X = pd.concat([df_quantity, df_quality_dummies], axis=1)
Y = df["default payment next month"]
X_train, X_test, Y_train, Y_test = train_test_split(X, Y, test_size=0.2, random_state=0)
ロジスティック回帰モデルを使って学習・予測。AUCスコアを出す。
lr = LogisticRegression(max_iter=2000)
lr.fit(X_train, Y_train)
THRESHOLD = 0.50
Y_pred = np.where(lr.predict_proba(X_test)[:,1] > THRESHOLD, 1, 0)
print("Prediction:", np.count_nonzero(Y_pred==1))
print(" Test:", np.count_nonzero(np.array(Y_test)==1))
print("AUC Score:", roc_auc_score(Y_test, Y_pred))
# Prediction: 673
# Test: 1297
# AUC Score: 0.6571462858317605
通常ロジスティック回帰は0.50をしきい値として判定をするが、上記コードではTHRESHOLDを変更することでしきい値を変えることができる。しきい値0.50では実際と比べてデフォルト判定数が非常に少ないため、ためしにTHRESHOLD=0.30とした場合の結果を以下に示す。
THRESHOLD = 0.30
Y_pred = np.where(lr.predict_proba(X_test)[:,1] > THRESHOLD, 1, 0)

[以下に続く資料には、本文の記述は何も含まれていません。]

PR #458, opened 2024-10-21
chore: declare explicit pjs dependencies

ryanleecode:
we import these PJS deps but they are transitive dependencies. they should be declared explictly in package.json. this will also allow dependabot to update them

### DIFF
--- a/package.json
+++ b/package.json
@@ -50,7 +50,12 @@
 		"typedoc-theme-hierarchy": "^4.0.0"
 	},
 	"dependencies": {
-		"@polkadot/api": "^14.0.1",
+		"@polkadot/api": "14.0.1",
+		"@polkadot/api-augment": "14.0.1",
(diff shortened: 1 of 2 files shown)


package.json
```diff
@@ -50,7 +50,12 @@
 		"typedoc-theme-hierarchy": "^4.0.0"
 	},
 	"dependencies": {
-		"@polkadot/api": "^14.0.1",
+		"@polkadot/api": "14.0.1",
```
TarikGul, line 53: Newest versions are 14.1.1, and 13.2.1

ryanleecode: Ill let dependabot update it. Trying to avoid changing the lockfile b.c i think updating will break the code

TarikGul: Makes sense, thanks!

TarikGul (approved):

PR #527, opened 2025-03-20
fix: Change package entry point

noplisu:
lib/index.js does not exist since version 0.4.5 while the package.json still points to it. The correct index.js is located in lib/src/index.js. This changes the package.json to point to the correct package entry point.


marshacb (approved):

marshacb:
@noplisu Thanks for the PR

PR #327, opened 2019-02-24
Add deepmerge

optiz0r:
Required for upcoming PR to support merging config files, env
vars and passed parameters when initialising Nornir

Depends on PR #326 
Relates to issue #291


dbarrosop:
If a PR needs dependencies add them there, please.

PR #328, opened 2019-02-24
Update pydantic

optiz0r:
Required for upcoming PR. Bumps pydantic to a version which includes
the settings priority changes required for deep merging configurations.

Depends on PR #327 
Relates to issue #291


pyproject.toml
```diff
@@ -31,6 +32,7 @@ flake8-import-order = "*"
 requests-mock = "*"
 black = {version = "^18.3-alpha.0",allows-prereleases = true}
 mypy = "*"
+jsonschema = "^3"
```
dmfigol: the same comment as in #326, I don't think `jsonschema` is one of our direct dependencies

optiz0r: This PR is sequenced behind #326 and #327, but github doesn't give me a way to show that. The only commit worthy of review in this PR is 2c65b35.

#327, #328, #329 are a set of three, but your contributing guidance says I can't update dependencies in the same PR, hence breaking them up into different ones. #326 is independent and not a dependency of these, but I didn't fancy having divergent poetry.lock content in different PRs. if you decline to merge #326, I'll rebase the other PRs to remove it.

dbarrosop: Updating dependencies should be done in a different PR, that's correct. Adding new ones should be handled in the PR that requires it so the dependency can be evaluated in the given context.

dbarrosop:
I am closing this PR, I think having this in #329 is more valuable. I know it goes against the CONTRIBUTING guidelines but I think this should be an exception. Will try to find some time to update them to reflect this case. If someone beats me to it I will appreaciate it :)

Sorry for the confusion and the extra work.

PR #329, opened 2019-02-24
Fix291 deep merge

optiz0r:
This commit makes it possible to have non-overlapping and overlapping
settings present in all of configuration file, environment variables
and passed to `InitNornir` as kwargs, with all three merged with
respect to the precedence order of:
`hardcoded defaults < config file < env vars < kwargs`.

Previous to this commit:
- Env vars would only be considered if the setting was not present
  in the config file at all
- If any kwarg was set, providing a top-level category of configuration
  (e.g. `core`, `inventory`, `logging`, etc) then that kwarg would be
  taken exclusively, and any env vars or config file settings would
  be disregarded.

To maintain backwards compatibility with the 2.0 behaviour, this new
functionality is opt-in by passing `deep_merge=True` to `InitNornir`
or to the `Config.load_from_file` functions. The default behaviour is
to use the kwarg exclusively if provided, and take the merger of
config file and env var settings otherwise.

Includes tests and documentation.

Depends on PR #328 
Fixes for #291


optiz0r:
Rebased/squashed to include the changes in #327 and #328.

optiz0r:
Should be good to go now, finally...

dbarrosop:
Awesome, will try to find some time during the weekend to play with this. I mostly want to abuse it a bit to make sure we are not changing the default behavior.

optiz0r:
Thanks! I tried to capture what I thought were all the cases in the tests, but if you find a combination which breaks it, let me know and I'll add more tests for them.

dbarrosop:
I opened #336 as merging #309 showed this PR required some more work.

I think I need @ktbyers and @dmfigol to help out with this. I am a bit concerned about the use case and the added complexity.

Let me try to recap what we we can do today and what this PR is trying to do.

### today

The configuration has several sections:

* logging
* inventory
* jinja2
* core
* ssh

Those sections have different paremters you can set. For instance, the inventory configuration has:

* plugin
* options:
    * `**kwargs` (will depend on the plugin)
* transform_function
* transform_function_options

You can configure each one of those options via either a yaml file, via env variables or directly with code. The order of preference is "yaml < env < code" and you have some leeway to mix those methods. For instance, you could do something like this:

``` yaml
# config.yaml
inventory:
  plugin: path.to.a_plugin_for_dev
  options:
       some_option: some_value
  transform_function: path.to.some_function_goes_here
```

```
$ NORNIR_INVENTORY_PLUGIN=path.to.a_plugin_for_prod NORNIR_INVENTORY_PLUGIN={} ./my_script.py
```

And this would result in:

```
# result after configuration is loaded from both the file and the env
inventory:
  plugin: path.to.a_plugin_for_prod
  options: {}
  transform_function: path.to.some_function_goes_here
```

This gives a lot of flexibility already to work with multiple environments without too much effort.

### This PR

This PR adds a mechanism to change this behavior and, instead of replacing the variables, merge them. Using the previous example, the result would be:

```
# result after configuration is loaded from both the file and the env with this PR
inventory:
  plugin: path.to.a_plugin_for_prod
  options:
       some_option: some_value
  transform_function: path.to.some_function_goes_here
```

Looking into other tools I use with similar functionality (i.e. golang's viper or django settings), none allow you to do that.

The problem is basically that:

1. I think it adds a lot of complexity on something that is already more complex than I'd like to.
2. It adds an external dependency.
3. It feels to me this is very specific to your environment and I guess you are using this for your own user settings as there is very little need (I think) to do this on any of the nornir's settings (inventory.options is the only one that is not a scalar)

I hate doing this but due to these reasons I am leaning towards not accepting this PR but I'd like to hear from @dmfigol and @ktbyers first before deciding.

### Alternative

As an alternative to this PR, you could basically do some monkey-patching. I haven't tested it but this should work:

```
def my_custom_build_values(self, init_kwargs):
    ...

from nornir.core.deserializer.configuration import BaseNornirSettings
BaseNornirSettings._build_values = my_custom_build_values

nr = InitNornir(...)
```

Anyway, just wanted to present you with some alternatives to test pending further discussion.

optiz0r:
The use case for this is that to run nornir-based tools, the configuration data can come from multiple locations:
- fairly static data, like URL for inventory system backend
- execution-time data (env vars, cli options)
- runtime data (e.g. device connection secrets, retrieved from a secrets management system like vault), which cannot be written to a config file or env vars.

It used to be possible to use config files for the static data, and pass in `transform_function` at runtime (because it was a top-level setting). From v2, transform_function now moved, and there's no way to independently set this at runtime without masking the config file settings.

Monkey Patching is far from ideal because it's an inherently undocumented use of nornir and subject to breaking change with future nornir changes.

There are at present no hook/extension points within the configuration loading code paths to change the behaviour outside of the nornir core, hence this PR to do it inside the nornir core. Perhaps adding suitable extension points could be a viable alternative here?

dbarrosop:
> and pass in transform_function at runtime (because it was a top-level setting)

Overriding top-level options of each section is supported so this should work as well. If it doesn't let me know because we need to look into that (i.e. inventory.plugins, inventory.transform_function).

> Perhaps adding suitable extension points could be a viable alternative here?

That sounds good to me. Let's wait to see if dmfigol and ktbyers have anything to say first but if we decide to not move forward with this we can certainly support somehow overriding that method so people can tweak building the configuration.

Thanks for your patience with this :)

optiz0r:
>Overriding top-level options of each section is supported so this should work as well. If it doesn't let me know because we need to look into that (i.e. inventory.plugins, inventory.transform_function).

Overriding top-level sections is functional, not saying it isn't. `transform_function` *used* to be top-level, and it therefore it used to be possible to set that in code without affecting inventory options. nornir v2 moved it down one level, now it is *no longer possible* to set `transform_function` in code without masking the config file settings for the inventory plugin (or more specifically, `transform_function_options` which I need to be able to pass in from code because it contains secrets which may not be in the config file, or in env vars).

dbarrosop:
> or more specifically, transform_function_options which I need to be able to pass in from code because it contains secrets which may not be in the config file, or in env vars

This should work. For instance:

```
---
#config.yaml
inventory:
   plugin: path.to.my_plugin
   options:
    option_a: 123
    option_b: asd
  transform_function: path.to.my_function
```
Code:
```
nr = InitNornir(config_file="config.yaml", inventoy={"transform_function_option": {"secret": "asdasd"}})
```

Is that what you mean? Isn't that working?

optiz0r:
>This should work. For instance:

Yes, this is what I mean. This does not work work, and is what I want to make work with this PR. Perhaps we've hit the crux of the issue; you think the functionality I'm trying to enable with these changes is already present?

In your example, the `inventory.plugin`, `inventory.options.option_a`, `inventory.options.option_b` and `inventory.transform_function` config file settings (plus any `NORNIR_INVENTORY_*` env vars which might have been set) are all masked by passing the `inventory` kwarg to `InitNornir`, which only contains the one `transform_function_options` setting. That is what this PR aims to redress, by merging the three sources of `inventory` data (config, env, kwargs), so that the flattened view is what is used to construct the inventory plugin.

Here's why this cannot work with the code in the `develop` branch as it stands:

```python
    @classmethod
    def load_from_file(cls, config_file: str, **kwargs) -> configuration.Config:
        config_dict: Dict[str, Any] = {}
        if config_file:
            yml = ruamel.yaml.YAML(typ="safe")
            with open(config_file, "r") as f:
                config_dict = yml.load(f) or {}
        return Config.deserialize(**{**config_dict, **kwargs})
```

The very last line constructs a new dict, from the config file sections, and the kwargs. It only considers the top-level dict keys (so `core`, `inventory` etc), and if any key is found in `kwargs`, it completely replaces whatever was in `config_dict` like the settings there never existed.

Then, each of the keys in that reconstructed dict are passed in to a separate Pydantic model instance for processing, and the results are copied into the final configuration object.

```python
    @classmethod
    def deserialize(cls, **kwargs) -> configuration.Config:
        c = Config(
            core=CoreConfig(**kwargs.pop("core", {})),
            ssh=SSHConfig(**kwargs.pop("ssh", {})),
            inventory=InventoryConfig(**kwargs.pop("inventory", {})),
            logging=LoggingConfig(**kwargs.pop("logging", {})),
            jinja2=Jinja2Config(**kwargs.pop("jinja2", {})),
            **kwargs,
        )
        return configuration.Config(
            core=CoreConfig.deserialize(**c.core.dict()),
            inventory=InventoryConfig.deserialize(**c.inventory.dict()),
            ssh=SSHConfig.deserialize(**c.ssh.dict()),
            logging=LoggingConfig.deserialize(**c.logging.dict()),
            jinja2=Jinja2Config.deserialize(**c.jinja2.dict()),
            user_defined=c.user_defined,
        )
```

From pydantic's point of view, passing in a kwarg to the model's constructor means that value is taken as authoritative, and so when provided, env vars for that model are not considered either. Even if an env var is set which does not overlap with a kwarg.

The changes the pydantic developer made just for me/us when I first raised that behaviour in December, were to enable passing in the `config_dict` separately from the `kwargs`, and keep them separate right up until `_build_values` is called; at which point a Pydantic model subclass can read both sources of data and chose which ones to use for the final model instantiation. In my code I run a deep merge of the two sources, keeping the non-overlapping settings from both, and using the correct precedence order for the overlapping settings.

dbarrosop:
> you think the functionality I'm trying to enable with these changes is already present?

Yes, and I just tested the example above and it works as I described it. You can't merge what's inside `options` but you can override options (or any other) without affecting the rest. For instance, I added a test (because it wasn't being actively tested), here:

https://github.com/nornir-automation/nornir/pull/337

* `nr.config.core.num_workers` is coming from the config file
* `nr.config.core.raise_on_error` is coming from the code

optiz0r:
The example you've just demonstrated successfully has worked with the code currently in develop for a single day, since #309 was merged in, which contains a subset of the code in this PR. This code was submitted for review prior to #309 existing.  The difference between #309 and this PR is optional full deep merging of the config, which is what we discussed implementing in slack back in December, and is what I produced at the time, albeit without documentation and tests. It's sat in limbo for 6 weeks while I was busy with the day job.

Since the main thing I cared about was first-level section merging, rather than full depth merging, what's in develop as of today will suffice. Feel free to close this; I can live without full merge, and if you don't want the complexity anyway, then this is a happy middle ground.

dbarrosop:
Yeah, sorry, that PR was opened two months ago and fell through the cracks... Ok, let's close this one for now and if we need to revisit this we can look into the hook for overfiding the build_values function.

Thanks again for your patience.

print("Prediction:", np.count_nonzero(Y_pred==1))
print(" Test:", np.count_nonzero(np.array(Y_test)==1))
print("AUC Score:", roc_auc_score(Y_test, Y_pred))
# Prediction: 1115
# Test: 1297
# AUC Score: 0.6957317062174753
しきい値を変えることで、実際の判定とほぼ同じ数の判定をした。しかし、AUCスコア自体はそこまで大きく変動していないため、精度に関してはあまり良いとは言えない。次回の記事では、ロジスティック回帰の精度向上に努めてみようと思う。